Koopman and transfer operator techniques from the perspective of quantum theory

TL;DR

This paper explores the connection between classical dynamical systems and quantum theory through operator methods, highlighting recent data-driven approximation techniques and their potential for quantum algorithms.

Contribution

It surveys the Koopman-von Neumann framework and introduces advanced approximation methods using reproducing kernel Hilbert algebras and Fock spaces for classical-quantum operator representations.

Findings

Reproducing kernel Hilbert algebras facilitate quantum representations of classical objects.

Fock space-based schemes preserve positivity and multiplicativity.

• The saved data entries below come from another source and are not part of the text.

PR #8338, opened 2021-08-06
Add ryanolsonx/sublimetext-goodwolf-theme

ryanolsonx:
This is a Sublime Text color scheme that is a port of the dark version of good wolf (https://stevelosh.com/projects/badwolf/). It also includes a light version of good wolf. Good wolf is a minimalist syntax highlighting color scheme that only highlights some things so you can focus on what's important.

I don't think anyone has ported Good Wolf to Sublime Text.

### DIFF
--- a/repository/g.json
+++ b/repository/g.json
@@ -1361,6 +1361,17 @@
 			]
 		},
 		{
+			"name": "Good Wolf Color Scheme",
+			"details": "https://github.com/ryanolsonx/sublimetext-goodwolf-theme",
+			"labels": ["color scheme"],
+			"releases": [
+				{
+					"sublime_text": "*",
+					"tags": true
+				}
+			]
+		},
+		{
 			"name": "Google Apps Scripts",
 			"details": "https://github.com/revolunet/sublimetext-google-apps-scripts",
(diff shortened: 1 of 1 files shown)


braver:
Well, there is [Wolf](https://packagecontrol.io/packages/Wolf%20Theme) (sadly incorrectly labeled as a theme, it's a color scheme). I think it's unrelated though.

It looks like you have some non-functional files in your repo, you can exclude them from the package as it's shipped to users, saving on bandwidth, storage and CO2, using `. gitattributes` and `export-ignore`.

ryanolsonx:
What files should I ignore? I get the obvious ones (like the itermcolors and slack.csv) but would I need to keep README and screenshot in there? Or would you advise that I export-ignore those too?

braver:
Usually the images are a good thing to exclude. You could exclude the readme I guess but I wouldn't go that far. It doesn't matter for the packagecontrol site, that just reads from your repo (not the package). It's not all that important either, but it's good to understand the mechanism especially for packages that tend to contain quite a few more bits in screenshots that in actual functionality.

Anyway, the package looks good so let's 🚢

ryanolsonx:
Sweet. Thanks!

PR #8340, opened 2021-08-08
Add Exact Quick Find

aafulei:
I just wrote a Sublime Text plugin `Exact Quick Find` which I hope will benefit more Sublime Text users.

This plugin improves the built-in `Quick Find` command by allowing users to specify `Case Sensitive` and `Whole Word` flags.

These flags are always displayed on the status bar and can be easily toggled with keyboard shortcuts.

### DIFF
--- a/repository/e.json
+++ b/repository/e.json
@@ -1438,7 +1438,6 @@
 			"labels": ["search", "text navigation", "text selection"],
 			"releases": [
 				{
-					"platforms": "*",
 					"sublime_text": "*",
 					"tags": true
 				}
--- a/repository/e.json
+++ b/repository/e.json
@@ -1432,6 +1432,19 @@
 			]
 		},
 		{
+			"name": "Exact Quick Find",
+			"details": "https://github.com/aafulei/sublime-exact-quick-find",
+			"author": "Aaron Fu Lei",
+			"labels": ["search", "text navigation", "text selection"],
+			"releases": [
+				{
+					"platforms": "*",
+					"sublime_text": "*",
+					"tags": true
+				}
+			]
+		},
+		{
 			"name": "Exalt",
 			"details": "https://github.com/eerohele/exalt",
 			"labels": ["xml", "html", "xslt", "validation", "formatting"],


repository/e.json
```diff
@@ -1431,6 +1431,19 @@
...
 			]
 		},
+		{
+			"name": "Exact Quick Find",
+			"details": "https://github.com/aafulei/sublime-exact-quick-find",
+			"author": "Aaron Fu Lei",
+			"labels": ["search", "text navigation", "text selection"],
+			"releases": [
+				{
+					"platforms": "*",
```
braver, line 1441: If you support all platforms you can simply not specify it.

braver:
It looks like you have some non-functional files (e.g. images) in your repo, you can exclude them from the package as it's shipped to users, saving on bandwidth, storage and CO2, using `.gitattributes` and `export-ignore`.

Maybe you should consider starting your Main menu entries with a separator (`{ "caption": "-" },`), or maybe even grouping them together into a sub menu. I would expect most users will either interact with this via the palette, and actually I expect most would want to set up keybindings for this. So maybe your main menu entries could be there for discovery, but take up a little less space. Your call though!

Pretty cool and useful package, thanks!

aafulei:
@braver Thanks for the like and the feedback! The comments are very helpful and to the point. Allow me some time to consider how to improve it. Should be within this week. Will let you know once it's ready again.

aafulei:
Hi @braver I spent 3/4 of the past weekend improving this. Have added quite a few more useful features. With the grow of the code size, more tests are needed. The doc needs to be reworked too. Thus I need more time. Possibly another week as I am usually busy over the weekdays. Thank you.

braver:
Cool, no hurry! Just let me know when it’s shippable 👌🏻

jrappen:
Also, do not override existing captions as in:

https://github.com/aafulei/sublime-exact-quick-find/blob/a1806d681ff32f9483284c36b4591d9bf6f9f610/Main.sublime-menu#L2-L4

but simply reference the `"id"`.

jrappen:
Since you explicitly use `py3.8` you can make use of f-strings and other newer features.

aafulei:
@jrappen Thank you for the helpful remarks! Point taken. I am working on the project. For Python versions, indeed I prefer compatibility (especially for ST3). F-string is a great feature. But to stay compatible with Python 3.3 I have to refrain from using it. Maybe there is no need to explicitly have that `.python-version`.

aafulei:
I would like to do a status update here: I think I have done the code development. It's 10 times the features, the code, and the power than the original submission. Allow me some time to prepare a good doc that matches the efforts in the code. Thank you very much!

aafulei:
When everything is ready, I will leave a note here and will re-request reviews.

repository/e.json
aafulei: The line `"platforms": "*",` has been removed. Thanks.

aafulei:
> It looks like you have some non-functional files (e.g. images) in your repo, you can exclude them from the package as it's shipped to users, saving on bandwidth, storage and CO2, using `.gitattributes` and `export-ignore`.

Have tagged all the images with `export-ignore` in `.gitattributes`. Thanks!

> 
> Maybe you should consider starting your Main menu entries with a separator (`{ "caption": "-" },`), or maybe even grouping them together into a sub menu. I would expect most users will either interact with this via the palette, and actually I expect most would want to set up keybindings for this. So maybe your main menu entries could be there for discovery, but take up a little less space. Your call though!
> 
> Pretty cool and useful package, thanks!

Have grouped all the main menu entries together into a sub menu, and have added multiple separators (`{ "caption": "-" },`). Thanks!

aafulei:
Hi @braver the plugin is ready for shipping. Could you please take a look again?

jrappen:
Since you use py3.8 this should be ST4 only.

aafulei:
> Since you use py3.8 this should be ST4 only.

@jrappen I have a different understanding. My understanding is that setting`3.8` in file `.python-version` is only a **suggestion**, which means, if both Python 3.3 and 3.8 are supported, Python 3.8 will be used. So if ST 4050 sees this `.python-version`, it will use Python 3.8. If ST3 sees this `.python-version`, it will continue to use Python 3.3. Won't it?

Source: https://www.sublimetext.com/docs/api_environments.html

The code has been run and tested on both ST3 and ST4.

jrappen:
Yes, then it's fine. I'd assume most users will have migrated to ST4 soon anyway. So you might as well save yourself the hassle of supporting `py3.3` going forward.

Whatever works for you, though.

aafulei:
> Yes, then it's fine.

Thanks for the confirmation. 

Some explanation - Compatibility is a priority for me. So all the syntax and standard library calls are carefully taken to make sure they work with Python 3.3.

Beyond that, I do assume Python 3.8 might bring some performance boost, maybe even for some same library calls. So if there is a choice, I would like to run the code in Python 3.8 environment.

braver:
What you could do with the key bindings file is keep the normal file and comment everything out. And then have a menu and command palette entry for the bindings as if you were shopping them. Users could then easily find your example bindings and copy them over to their personal bindings file to enable them.

aafulei:
Hi @braver thank you for the feedback. I have made modifications according to your suggestions.

In fact previously I did have a `Recommended-sublime-keymap.json` file that will open as the base file if the user clicks `Preferences > Package Settings > Exact Quick Find > Key Bindings`.

Since you suggested, I explicitly changed that `.json` file to 3 identical `.sublime-keymap` files.

Besides, the command names for key bindings and the menu / command palette entry names have been carefully designed that they are strictly identical except for letter case, and the spaces replaced with `_`. Thus, I feel there is no need to list the entry names again alongside the commands, which would be cumbersome. Though, I have added several comments as headers for different sections.

braver:
Excellent 👍🏻

PR #8342, opened 2021-08-10
Add ryanolsonx/sublimetext-syntax-off-theme

ryanolsonx:
I've created a color scheme that turns off syntax highlighting. This is something that I wasn't able to find in packagecontrol already. So I created my own.

I didn't add .gitattributes because I've kept this repository small and only have two small screenshots.

### DIFF
--- a/repository/s.json
+++ b/repository/s.json
@@ -5773,6 +5773,17 @@
 			]
 		},
 		{
+			"name": "Syntax Off Color Scheme",
+			"details": "https://github.com/ryanolsonx/sublimetext-syntax-off-theme",
+			"labels": ["color scheme"],
+			"releases": [
+				{
+					"sublime_text": "*",
+					"tags": true
+				}
+			]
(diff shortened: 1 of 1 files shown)


ryanolsonx:
I just added a semver tags. Woops! I forgot to do that.

braver:
We may already have something like this, but I can't find it. It's a nice touch you kept the diff colours in there. Nice!

rwols:
What about block comments though?

braver:
> What about block comments though?

That's a slippery slope man! 😄

ryanolsonx:
> What about blocks comments though?
😱

ryanolsonx:
In all seriousness, no highlighting for block comments. 😉 

I want this to be like running `:syntax off` in vim. I'm planning to make another theme called "Syntax Less" that will feature highlighting for comments and _maybe_ something for strings.

PR #8343, opened 2021-08-10
Add BinViewer package

AetelFinch:
This plugin allows the user to see the binary representation of decimal and hexadecimal numbers

### DIFF
--- a/repository/b.json
+++ b/repository/b.json
@@ -813,6 +813,7 @@
 		{
 			"name": "BinViewer",
 			"details": "https://github.com/AetelFinch/BinViewer",
+			"labels": ["binary notation", "bin"],
 			"releases": [
 				{
 					"sublime_text": ">=3000",
--- a/repository/b.json
+++ b/repository/b.json
@@ -811,6 +811,16 @@
 			]
 		},
 		{
+			"name": "BinViewer",
+			"details": "https://github.com/AetelFinch/BinViewer",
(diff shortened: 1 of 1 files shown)


braver:
Neat idea!

I don't think you need to but a `deadbeef` in there.
Your command is only accessible via keybindings. We recommend against keybindings. They tend to conflict with other packages, and for things you don't use every day they're usually impossible to remember. Instead, make sure your command is accessible via the command palette, and maybe also via the main menu. In your README you might the explain how users can set up a keybinding if they want to.
You might also want to implement `is_applicable` for your command, to detect if it would work at all for the current selection. 
Also remember that in ST you can have multiple cursors. You get bonus points if you can handle that elegantly without simply resorting to only reporting on the first selection. 
It would seem useful to be able to copy the binary value to a clipboard. You can find an example of how to do that in the `show_scope_name.py` plugin that's in the default package.

AetelFinch:
Okay, thanks for the review. I'll try to fix it

braver:
Good job on the multiple cursors and the copy button!

Tip: you don't need multiple menu entries for each platform. [example](https://github.com/SublimeLinter/SublimeLinter/blob/master/Main.sublime-menu#L29)

You can fix that in a future version, let's start shipping this thing 👍🏻

AetelFinch:
Thanks for your feedback 😊

PR #8344, opened 2021-08-11
Add "JamfLog" syntax

jorks:
Hello 👋 
JamfLog is a Sublime Text syntax highlighter for Jamf Pro server logs. Simply put, it makes logs readable by humans 🤗.
There were no similar plugins and I have successfully run all the pre-tests. Tested on SB3 & SB4 for Mac/Win/Lin. Feedback welcomed.
Thank you for your time 👍

### DIFF
--- a/repository/j.json
+++ b/repository/j.json
@@ -79,6 +79,17 @@
 			]
 		},
 		{
+			"name": "JamfLog",
+			"details": "https://github.com/jorks/sublime-jamflog",
+			"labels": ["jamf","syntax","highlighting"],
+			"releases": [
+				{
+					"sublime_text": ">=3000",
+					"tags": true
+				}
+			]
+		},
+		{
 			"name": "Jamon",
 			"details": "https://github.com/drhayes/SublimeJamon",
 			"releases": [
--- a/repository/j.json
+++ b/repository/j.json
@@ -81,10 +81,10 @@
 		{
 			"name": "JamfLog",
 			"details": "https://github.com/jorks/sublime-jamflog",
-			"labels": ["jamf","syntax","highlighting"],
+			"labels": ["jamf","log","highlighting"],
 			"releases": [
 				{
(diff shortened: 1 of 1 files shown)


repository/j.json
```diff
@@ -78,6 +78,17 @@
 				}
 			]
 		},
+		{
+			"name": "JamfLog",
+			"details": "https://github.com/jorks/sublime-jamflog",
+			"labels": ["jamf","syntax","highlighting"],
```
braver, line 84: "language syntax" is the canonical label for such a package.

braver:
- Please don't override a user's color scheme for your syntax, or ship any other settings that are not required to work with your syntax. Users can set their own syntax specific settings if they want, but language package shouldn't change things by themselves.
- The fact that you're shipping a color scheme at all is a red flag. Did you follow the scope names guidelines? You should make sure your syntax works with any color scheme. In fact I would very much advise against shipping a color scheme here.
- If your color scheme is any good for other syntaxes, you might want to consider shipping that in its own package.
- Your ascii art is really cool, but does it need to preface all your files?
- The copy right stuff has no place in the syntax file. You already have a license file that should cover all what's needed here.

jorks:
Thank you for the ideas to improve compatibility with a wider range of colour schemes, I am in the process of updating my scopes and will report back shortly.

jorks:
Sorry, it took me a minute to get back to this project. Thanks for keeping the PR open.

The advice has paid off and the syntax file now implements scopes in a much more compatible and standard way. Stacking scopes worked really well to support a wider set of Colour Schemes and Themes. See GIF below.

I have pushed a new tag (v1.0.4) for this update. Let me know if you need anything further. 

Thank you, James

braver:
Looks good, let's ship it. It does look like you need to figure out what to do with the color scheme though. Maybe you could recommend using it in the README?

PR #8345, opened 2021-08-11
Update Maude syntax

ngraymon:
Small updates to the previous Maude syntax package
the primary one being that comments can now be toggled
using the default shortcut

### DIFF
--- a/repository/m.json
+++ b/repository/m.json
@@ -1062,7 +1062,7 @@
 		},
 		{
 			"name": "Maude Syntax Highlighting",
-			"details": "https://github.com/jpsikorra/maude_syntax_highlight",
+			"details": "https://github.com/ngraymon/maude_syntax_highlight",
 			"labels": ["maude", "language syntax"],
 			"releases": [
 				{


ngraymon:
My aim is to slowly flesh out the repository, borrowing from this [repo](https://github.com/adamlazz/language-maude) for atom; while following the documentation for [scope naming](https://www.sublimetext.com/docs/scope_naming.html) and [syntax](https://www.sublimetext.com/docs/syntax.html). Let me know if I need to provide any additional information, thanks!

braver:
You seem to be taking over this package. Does the original author agree?

ngraymon:
> 
> 
> You seem to be taking over this package. Does the original author agree?

I do not know. I was not able to find contact information otherwise I would have reached out. I've added an issue to the original repository as an attempt at contacting them.

braver:
Yes, an issue or Pull Request on the original package’s repo would be the first thing to attempt. If that doesn’t work out, and/or @jpsikorra doesn’t want to maintain his package anymore, we can always revisit this PR.

ngraymon:
> 
> 
> Yes, an issue or Pull Request on the original package’s repo would be the first thing to attempt. If that doesn’t work out, and/or @jpsikorra doesn’t want to maintain his package anymore, we can always revisit this PR.

Okay, thanks for the information!

PR #8346, opened 2021-08-12
Add support for CookLang syntax

dubadub:
Syntax highlighting for the [CookLang markup language](https://cooklang.org)

### DIFF
--- a/repository/c.json
+++ b/repository/c.json
@@ -3402,6 +3402,16 @@
 			]
 		},
 		{
+			"name": "CookLang",
+			"details": "https://github.com/cooklang/CookSublime",
+			"releases": [
+				{
+					"sublime_text": "*",
+					"tags": true
+				}
+			]
+		},
+		{
 			"name": "Cool",
 			"details": "https://github.com/princjef/sublime-cool-highlighter",
 			"releases": [


dubadub:
@packagecontrol-bot please, review

Ultra-Instinct-05:
A few points about your syntax (Just from skimming it)

1. https://github.com/cooklang/CookSublime/blob/main/Cook/Cook.sublime-syntax#L5 - It looks like this language is some kind of a markup language & not a programming language. `source.` is usually given for programming languages and `text.` for markup languages e.g. HTML & Markdown. (But I guess it's fine)

2. https://github.com/cooklang/CookSublime/blob/main/Cook/Cook.sublime-syntax#L6 - You don't need to specify a `version` key if you know your syntax is using `version: 1`, it's already understood you are in version 1. Only if you want to opt into `version: 2`, do you specify that key. https://www.sublimetext.com/docs/syntax.html#compatibility. This will also probably not work in ST3 since that key was introduced in ST4 (Not sure though)

3. It looks like there are several places where you pop more than 1 context off the stack. Note that popping arbitrary # of contexts off the stack is an ST4 specific feature. In ST3, one is only allowed `pop: true`. So, you can't use `sublime_text: "*"` in your package settings. Either you need to restrict it to > ST4 or rework your syntax to use only `pop: true` to make it both 3 & 4 compatible.

dubadub:
> A few points about your syntax (Just from skimming it)
> 
> 1. https://github.com/cooklang/CookSublime/blob/main/Cook/Cook.sublime-syntax#L5 - It looks like this language is some kind of a markup language & not a programming language. `source.` is usually given for programming languages and `text.` for markup languages e.g. HTML & Markdown. (But I guess it's fine)
> 2. https://github.com/cooklang/CookSublime/blob/main/Cook/Cook.sublime-syntax#L6 - You don't need to specify a `version` key if you know your syntax is using `version: 1`, it's already understood you are in version 1. Only if you want to opt into `version: 2`, do you specify that key. https://www.sublimetext.com/docs/syntax.html#compatibility. This will also probably not work in ST3 since that key was introduced in ST4 (Not sure though)
> 3. It looks like there are several places where you pop more than 1 context off the stack. Note that popping arbitrary # of contexts off the stack is an ST4 specific feature. In ST3, one is only allowed `pop: true`. So, you can't use `sublime_text: "*"` in your package settings. Either you need to restrict it to > ST4 or rework your syntax to use only `pop: true` to make it both 3 & 4 compatible.

Hi @Ultra-Instinct-05. Thank you for your review, it's really useful. I [made](https://github.com/cooklang/CookSublime/compare/v0.0.1...v0.0.2) all the changes as you suggested.

braver:
Looks good, thanks!

PR #9221, opened 2025-10-18
add Auto Open Notes package

noahcoad:

My package is ...

### DIFF
--- a/repository/a.json
+++ b/repository/a.json
@@ -2248,6 +2248,17 @@
 			]
 		},
 		{
+			"name": "Auto Open Notes",
+			"details": "https://github.com/noahcoad/SublimeAutoOpenNotes",
+			"labels": ["notes.txt", "readme.txt", "readme.md", "readme"],
+			"releases": [
+				{
+					"sublime_text": ">=3000",
+					"tags": true
+				}
+			]
+		},
+		{
 			"name": "Auto Refresh",
 			"details": "https://github.com/Wouterdek/AutoRefresh",
 			"releases": [


repository/a.json
```diff
@@ -2247,6 +2247,17 @@
 				}
 			]
 		},
+		{
+			"name": "Auto Open Notes",
+			"details": "https://github.com/noahcoad/SublimeAutoOpenNotes",
+			"labels": ["notes.txt", "readme.txt", "readme.md", "readme"],
```
braver, line 2253: Those aren't very common [labels](https://packages.sublimetext.io/labels/). Might I suggest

Applications to quantum algorithms for systems with pure point spectra.

Abstract

The study of mathematical connections between operator-theoretic formulations of classical dynamics and quantum mechanics began at least as early as the 1930s in work of Koopman and von Neumann and was developed in later decades by many authors, often independently, into a framework now broadly known as Koopman-von Neumann representation of classical dynamics. This article surveys aspects of this framework for measure-preserving ergodic dynamical systems and connects it with recent approximation techniques for Koopman and transfer operators that are amenable to data-driven numerical implementation. In broad terms, these methods are based on representations of (i) classical observables as elements of an algebra of operators acting on a Hilbert space; and (ii) classical probability measures as elements of the state space of that algebra, with lifted versions of the Koopman and transfer operators inducing dynamical evolution of observables and states, respectively. A common theme underlying the techniques surveyed here is the use of reproducing kernel Hilbert spaces with coalgebra structure (so-called "reproducing kernel Hilbert algebras'') that aids the quantum representation of classical objects, as well as the use of Fock spaces to build approximation schemes with high expressivity and structure preservation properties (notably, preservation of positivity and multiplicativity of composition operators). Applications to quantum algorithms for approximating the Koopman evolution of observables in systems with pure point spectra are also discussed.